The SageMaker training logs, TensorBoard summaries, and model checkpoints can be configured to be written to the Amazon EFS attached to the deep learning desktop. You can use the Linux command tail to monitor the logs, or start a TensorBoard server from the Conda environment on the deep learning desktop, and monitor the progress of your SageMaker training jobs. You can use a Jupyter Lab notebook running on the deep learning desktop to load a specific model checkpoint available on the Amazon EFS, and visualize the predictions from the model checkpoint, even while the SageMaker training job is still running.

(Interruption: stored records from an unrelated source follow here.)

Issue #4870, opened 2022-10-31
Check median timestamp validation is done on wrong section


SWvheerden:
Currently, the validation `check_median_timestamp` is done on orphan headers, which should only be on full main headers added to the main chain. 

On Tari, we use two types of validators, one for orphans, and one for the main chain. Orphan validators only check rudimentary data, like does the block balance equation work out, does the block have one coinbase etc. Main validation checks all validation steps that are dependent on previous chain blocks, like if each input is a valid out, is the PoW valid, etc. 

`check_median_timestamp` is dependent on previous chain headers. In order to ensure the blockchain moves forward in time, there is a median timestamp rule that specifies that the header's timestamp must be greater than the median timestamp of the previous 11 blocks.

This check has no meaning on the orphan blocks, we need to check this as a main check on the validation

CjS77:
Is it currently checked on both orphans _and_ the main chain, or orphans only?

SWvheerden:
both

CjS77:
Ok, so not a chronic trainsmash. The issue is to remove the unnecessary check on orphan blocks.

CjS77:
It's not even consensus-changing, iiuc.

SWvheerden:
Yeah. 
It can happen that an orphan block fails validation because it's looking at the wrong data. Thats the only issue here

stringhandler:
Adding the consensus breaking label because it could result in two nodes validating the block differently

PR #4887, opened 2022-11-04
feat: timestamp validation

Cifko:
Description
---
Disable timestamp validation for orphan.
Enable during orphan new tips creation. It should be checked during the new tips creation so we don't select invalid tip in favor of lower difficulty but valid tip.

### DIFF
--- a/Cargo.lock
+++ b/Cargo.lock
@@ -4408,7 +4408,7 @@ dependencies = [
 
 [[package]]
 name = "tari_app_grpc"
-version = "0.40.1"
+version = "0.40.2"
 dependencies = [
  "argon2",
  "base64 0.13.1",
@@ -4433,7 +4433,7 @@ dependencies = [
 
 [[package]]
 name = "tari_app_utilities"
-version = "0.40.1"
+version = "0.40.2"
 dependencies = [
  "clap 3.2.23",
  "config",
@@ -4455,7 +4455,7 @@ dependencies = [
 
 [[package]]
 name = "tari_base_node"
-version = "0.40.1"
+version = "0.40.2"
 dependencies = [
  "anyhow",
  "async-trait",
@@ -4552,7 +4552,7 @@ dependencies = [
 
 [[package]]
 name = "tari_common"
-version = "0.40.1"
+version = "0.40.2"
 dependencies = [
  "anyhow",
  "blake2 0.9.2",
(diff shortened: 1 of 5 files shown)


stringhandler:
Related to #4870

stringhandler (commented):
NACK. I don't think this is what @SWvheerden had in mind when logging the issue

SWvheerden (commented):
utACK

I had an easier fix in mind with just not running this with the header validation. And only running this when we actually add the block, but this is fine. 

I do however want to test run this for a day to see if it works as intended.

SWvheerden:
I did manage to sync one and tan through the night without any issues so far.

Cifko:
I'm going through the code. And I don't see any validation of the median timestamp outside of the orphan tree construction. In the whole code we validate the median timestamp at two location, header sync and orphan tree construction. I can add the timestamp validation if the block added is not an orphan. But once we add anything from the stored orphan block there is no validation. Currently there is some validation that is not consistent across nodes.
When we decide that some orphan chain will be added we do only body validation. I can't find the header validation. Any tips where it is, or what direction should I take now?

SWvheerden:
I would just add the check here:
https://github.com/tari-project/tari/blob/55d133494270fe92ab7cf48d58f18d2a2bdecd17/base_layer/core/src/validation/block_validators/body_only.rs#L58

This should be the last validator that's gets called right before a block is added to the database.

SWvheerden (commented):
utACK

This is only done for block propagation and not syncing. 
But I think this should be fine as header sync will add and validate blocks in order. 

But perhaps just in terms of keeping header/block sync and block propagation validation in sync, we should make the the same changes there?

Cifko:
> utACK
> 
> This is only done for block propagation and not syncing. But I think this should be fine as header sync will add and validate blocks in order.
> 
> But perhaps just in terms of keeping header/block sync and block propagation validation in sync, we should make the the same changes there?

Added. But IMHO I would not go this way. The sync has the validation in the headersync where it belongs. Now we do it double.

SWvheerden (commented):
utACK

sdbondi:
Yeah, agree with @Cifko, the async block validator does not need to validate headers, and that is efficiently done in the header sync by knowing that it will receive sequential headers. 

That said, the perf hit is minor so this could go in as is

stringhandler (dismissed):
Can be merged once CI passes

sdbondi (dismissed):

sdbondi (approved):

sdbondi:
utACK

SageMaker offers many advanced capabilities, such as profiling ML training jobs using Amazon SageMaker Debugger, and these services are easily accessible from the deep learning desktop. You can manage the training input data, training model checkpoints, training logs, and TensorBoard summaries of your local iterative development, in addition to the distributed SageMaker training jobs, all from your deep learning desktop. The integrated access to SageMaker services is the fourth key use case for the solution described in this post.
To get started, complete the following steps:
- If you do not have an AWS Account, create a new AWS account.

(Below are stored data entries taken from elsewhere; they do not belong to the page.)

Issue #4846, opened 2022-10-24
Ensure that KDF data is zeroized


AaronFeickert:
The codebase includes several KDFs that handle secret data. Even though underlying input data (like secret keys or ECDH shared secrets) may be zeroized, it should be checked that subsequent KDF output data is also zeroized.

jorgeantonio21:
Would love to tackle this one :)

AaronFeickert:
For KDFs that don't already produce a zeroizing type, there are options:
- Wrap the result in a `Zeroizing` type to ensure it's zeroized on drop, and check for copies/moves
- Produce a custom array type for this purpose, ensure it zeroizes on drop (`zeroize` has a custom macro for this), and check for copies/moves

AaronFeickert:
After discussion with @jorgeantonio21, it was suggested that one approach might be to build a generic design similar to that of [SafePassword](https://github.com/tari-project/tari_utilities/blob/main/src/password.rs). This would wrap the key type `T` (either a `u8` array or some other type) in a `Hidden<Box<T>>` wrapper that ensures the secret data stays in one place on the heap and won't accidentally be displayed or tossed into a debug log. We can then zeroize on drop via an `impl Drop` that zeroizes via the mutable reference accessible in `Hidden` (and which will work even on clones). Finally, we can ensure that access to the secret data is limited by only exposing it by reference (or mutable reference, which may be necessary if we need to generate the output in place). If a caller needs ownership, we either refactor the caller (safer from a data perspective, but likely more engineering risk) or implement an `into_inner` that consumes the data and returns it (which requires that we modify the caller to ensure it zeroizes its new data).

Such a generic design should ensure that different KDF output types are properly enforced by the type system, even if the underlying key types are the same. Even though the KDFs themselves (should) enforce domain separation, enforcing by type should help to keep design intent more clear.

AaronFeickert:
Maybe the type differentiation could be done in a similar fashion to the hashing API, where a macro is used to generate a struct that's used during instantiation. So we could have a macro that generates an effectively empty struct implementing some `KDFOutputType` marker trait. Then, we build `KDFOutput<T: Zeroize, K: KDFOutputType>`, where `T` is the underlying key type and `K` is stored as `PhantomData`. The `SafePassword`-like hiding and zeroizing and reference access functionality then goes into `KDFOutput`.

AaronFeickert:
[...]

PR #4890, opened 2022-11-04
fix: use hidden to mask seed words

### LINKED ISSUE #4861: `Mnemonic::to_mnemonic` should wrap the seed words in Zeroizing
https://github.com/tari-project/tari/blob/5b0eb0459c7d29a25339c22a289153d27d57388e/base_layer/key_manager/src/mnemonic.rs#L254

The TariSeedWords ffi struct may need to be updated, but I don't think this will cause a breaking change as it will not change the underlying representation

brianp:
Description
---
Don't let seed words leak into logfiles or other places. Mask them and only reveal them when specifically required.
I didn't use zeroize because I know we've had some issues with it and `Hidden` seemed like it would do the job well enough. Happy to change it if there are any strong preferences.

Motivation and Context
---
Prevent leaked secrets.

How Has This Been Tested?
---
Manually checking to ensure seed words can be returned and written to disk without a problem.

Closes: #4861


stringhandler (dismissed):

stringhandler:
utACK

stringhandler (dismissed):

base_layer/key_manager/src/cipher_seed.rs
```diff
@@ -34,6 +34,7 @@ use rand::{rngs::OsRng, RngCore};
 use serde::{Deserialize, Serialize};
 use subtle::ConstantTimeEq;
 use tari_crypto::hash::blake2::Blake256;
+use tari_utilities::{ByteArray, Hidden};
```
stringhandler:
```suggestion
use tari_utilities::Hidden;
```

AaronFeickert:
What issues specifically are of concern with `zeroize`? It is true that [moves and copies can be problematic](https://docs.rs/zeroize/latest/zeroize/#stackheap-zeroing-notes), but `Hidden` appears to do nothing for leaving in-memory traces of sensitive data.

sdbondi:
Agree with @AaronFeickert that we should be using the Zeroizing wrapper. The problems with moving are only tricky for data that lives on the stack. With `Vec<String>` all sensitive data is heap-allocated Zeroizing will zeroize [each element in the vec](https://github.com/RustCrypto/utils/blob/b898588b13e8005cd8860089f108bed09f86bd87/zeroize/src/lib.rs#L541).

brianp:
> What issues specifically are of concern with zeroize?

I believe the problem wasn't how it did anything but how it's being loaded and places it caused problems across crates.

I'm happy to move it to zeroize right now as I hadn't realized that key difference. As that's an important feature for us, maybe we should expand `Hidden` at some point.

stringhandler:
Maybe `Hidden` should implement `Zeroize`?

sdbondi:
SGTM, Hidden makes sense for seed words, in that you don't want any derive Debug accidents and `Hidden<T>` by definition contains sensitive data so should zeroize on drop for `T: Zeroize`.

CjS77:
The convo is inferring a lot of composability. 

Seed words _are_ hidden, seed words _are_ zeroizable etc.

This suggests that there's value in defining a `SeedWord` type:

`#[derive(zeroize)] pub struct SeedWord(Hidden<String>)`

- You must have AWS Identity and Access Management (IAM) access consistent with administrator job function.
- In the AWS Management Console, select a supported Region (review the prerequisites in the read me file within the GitHub repository for the list of supported Regions).
- Subscribe to DLAMI (Ubuntu 18.04).
- Create a new Amazon EC2 key pair, or use an existing key pair.

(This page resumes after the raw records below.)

PR #4897, opened 2022-11-07
feat: mempool sync wait for node initial sync

### LINKED ISSUE #4785: Remove mempool sync on startup
Currently, when the base node starts up, it syncs the mempool. This is mostly useless since the base node will probably not be synced and the transactions will be invalid.

Also, recently there has been a change to sync the mempool after a significant block sync. 

I suggest removing it on start up, or at least only running it after the first sync after start up.

Cifko:
Description
---
Wait for mempool sync to start after the intial sync is done.
Fixes #4785

How Has This Been Tested?
---
Manually.

### DIFF
--- a/base_layer/core/src/mempool/sync_protocol/initializer.rs
+++ b/base_layer/core/src/mempool/sync_protocol/initializer.rs
@@ -102,7 +102,7 @@ impl ServiceInitializer for MempoolSyncInitializer {
                         target: LOG_TARGET,
                         "Mempool sync still on hold, waiting for node to do initial sync",
                     );
-                    sleep(Duration::from_secs(1)).await;
+                    sleep(Duration::from_secs(30)).await;
                 }
                 log_mdc::extend(mdc.clone());
             }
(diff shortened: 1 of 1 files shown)


base_layer/core/src/mempool/sync_protocol/initializer.rs
```diff
@@ -86,17 +86,21 @@ impl ServiceInitializer for MempoolSyncInitializer {
...
+                            "Initial sync is done. Starting mempool sync protocol"
+                        );
                         break;
                     }
                     trace!(
                         target: LOG_TARGET,
-                        "Mempool sync still on hold, waiting for bootstrap to finish",
+                        "Mempool sync still on hold, waiting for node to do initial sync",
                     );
                     sleep(Duration::from_secs(1)).await;
```
stringhandler:
```suggestion
                    sleep(Duration::from_secs(30)).await;
```

stringhandler (approved):

sdbondi:
utACK

SWvheerden (commented):
While I dont think this fixes the issue completely, it will still run on startup, it will only wait till the node says it is synced. I think this is the better approach. 

It might be that the node was off, and there were no new blocks added or not enough to trigger a mempool sync. Coming back on again, the node will ask for new transactions. 

If we really wan to stop this from running on startup as per issue https://github.com/tari-project/tari/issues/4785 then we need to make the counter for the mempool the max amount on startup. 
Base_node sync will then reset that down to 0 when required

stringhandler:
I'm happy with this approach for now

SWvheerden:
utACK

- Create a new S3 bucket in the selected AWS Region, or use an existing bucket. The bucket can be empty.
- Clone the GitHub repository on your laptop using the Git clone command.
The complete source and reference documentation for this solution is available in the repository accompanying this post. Following is a walkthrough of the steps.
Create a CloudFormation stack
Create a stack on the CloudFormation console in your selected AWS Region using the CloudFormation template in your cloned GitHub repository. This CloudFormation stack creates IAM resources. When you are creating a CloudFormation stack using the console, you must confirm: I acknowledge that AWS CloudFormation might create IAM resources.
To create the CloudFormation stack, you must specify values for the following input parameters (for the rest of the input parameters, default values are recommended):
- DesktopAccessCIDR – Use the public internet address of your laptop as the base value for the CIDR.
- DesktopInstanceType – For deep leaning, the recommended value for this parameter is p3.2xlarge, or larger.
- DesktopVpcId – Select an Amazon Virtual Private Cloud (VPC) with at least one public subnet.
- DesktopVpcSubnetId – Select a public subnet in your VPC.
- DesktopSecurityGroupId – The specified security group must allow inbound access over ports 22 (SSH) and 8443 (NICE DCV) from your DesktopAccessCIDR, and must allow inbound access from within the security group to port 2049 and all network ports required for distributed SageMaker training in your subnet.
- If you leave it blank, the automatically-created security group allows inbound access for SSH, and NICE DCV from your DesktopAccessCIDR, and allows inbound access to all ports from within the security group.
- KeyName – Select your SSH key pair name.
- S3Bucket – Specify your S3 bucket name. The bucket can be empty.
Visit the documentation on all the input parameters.
Connect to the deep learning desktop
- When the status for the stack in the CloudFormation console is CREATE_COMPLETE, find the deep learning desktop instance launched in your stack in the Amazon EC2 console,
- Connect to the instance using SSH as user ubuntu, using your SSH key pair. When you connect using SSH, if you see the message, “Cloud init in progress. Machine will REBOOT after cloud init is complete!!”, disconnect and try again in about 15 minutes.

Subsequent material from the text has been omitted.